動くな、死ね、甦れ!(1989年製作の映画)
4.2
え?古い映画じゃなかったの?
と、観終わって調べてびっくりした。

荒さが絶妙で、本当にあの時代をそののままフィルムに閉じ込めたかのような息苦しさが充満してて。
だからこそ、あのふたりの無垢な命の輝きに心が打たれてしまった。

鑑賞したというより、体験しただろうか。あの列車に仕掛けたイタズラ後の主人公の表情とか、俺もおんなじ顔して観てたと思うし。

でもね。
そんなに感激屋でもないから、全部よかった!みたいなことでもなく。だから言うけど、やっぱりこのタイトルはどうなの?もっと、なんかなかったのかな。訳したときに日本語のイメージと合わなかっただけで、ロシア語だと、もっと詩的な印象なのかもしれないけれど。それなら、直訳じゃなくてなにか、邦題つけてもよかった気がする。

いま調べてみたら、監督は「守護天使」にしようかとも悩んでたみたいだけど。んー。それも直接的すぎるかな。まぁ、それでも、そのタイトルをつけたくなる気持ちも分からなくないというか、ヒロインのガリーヤがそれはそれは素晴らしくて。もう、ほんと。彼女の存在がというか、それだけで、この映画の全てと言ってもいいぐらいに、あの光に、強さに、優しさに、惹かれてしまいました。最後の方は本当にガリーヤが可愛くてもう。

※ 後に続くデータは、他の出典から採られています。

PR #2920, opened 2024-03-29
Manually handle focus interaction between Flutter and CodeMirror

parlough:
I'm not sure if this is how these APIs are supposed to be used, but I thought I'd give it a shot...

### DIFF
--- a/pkgs/sketch_pad/lib/editor/editor.dart
+++ b/pkgs/sketch_pad/lib/editor/editor.dart
@@ -9,6 +9,7 @@ import 'dart:ui_web' as ui_web;
 
 import 'package:dartpad_shared/services.dart' as services;
 import 'package:flutter/material.dart';
+import 'package:flutter/services.dart';
 import 'package:web/web.dart' as web;
 
 import '../model.dart';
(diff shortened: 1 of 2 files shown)


pkgs/sketch_pad/lib/editor/editor.dart
```diff
@@ -174,6 +184,20 @@ class _EditorWidgetState extends State<EditorWidget> implements EditorService {
       }.toJS,
     );
 
+    codeMirror!.on(
+      'focus',
+      ([JSAny? _, JSAny? __]) {
+        _focusNode.requestFocus();
```
devoncarew, line 190: 👍

pkgs/sketch_pad/lib/editor/editor.dart
```diff
@@ -218,11 +242,29 @@ class _EditorWidgetState extends State<EditorWidget> implements EditorService {
...
+      onFocusChange: (isFocused) {
+        // If focus is entering or leaving, convey this to CodeMirror.
+        if (isFocused) {
+          codeMirror?.focus();
+        } else {
+          codeMirror?.getInputField().blur();
+        }
+      },
+      shortcuts: {
+        // Add Esc and Shift+Esc as shortcuts for focus to leave editor.
```
devoncarew, line 256: Do we need this? I wonder what the expectations are wrt focus traversal and text editors. I think that if the focus ever escapes the text editor, people would expect the normal focus traversal until the focus was again captured by the text editor. But do users expect to have a keybinding that lets them move the focus out of the text editor?

devoncarew (approved):
I'm wondering whether we actually need the escape / shift-escape keybindings...

dgreensp:
CodeMirror listens for "escape followed by tab" as a way to tab out of the code editor if the tab key has been bound to a command: https://codemirror.net/examples/tab/

pkgs/sketch_pad/lib/editor/editor.dart
parlough: I think we need some key binding like this as otherwise users have no easy way for focus traversal to escape CodeMirror with just the keyboard.

parlough: I think I'll remove these for now, as that still leaves us in a better spot than currently, then investigate adding something like the `Esc+Tab` that CodeMirror 6 uses as it is likely what developers are becoming familiar with.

だからこそ、あのラストの描き方は下手でしょ!って、むかついた。
あの衝撃はいい。儚さが光の強さを伝えることもあると思う。ただ、それにしても、説明不足というか、音もそれに聞こえないし、誰か分からなすぎるし。想像したらわかるじゃん?じゃなくて、そこは、想像させるとこじゃないだろ?と思う。一瞬でいいから追っ手を描けよ。
いや違う!と。二人のシーンが美しいから茶々をいれたくなかったんだ。ってことかもしれない。でも、もしそうなら、その手前に、あの男たちが二人の追跡を続けるという描写を挿入しとけよ。と少し感情的になるぐらいに、好きな映画でした。というか、ガリーヤに惚れてました。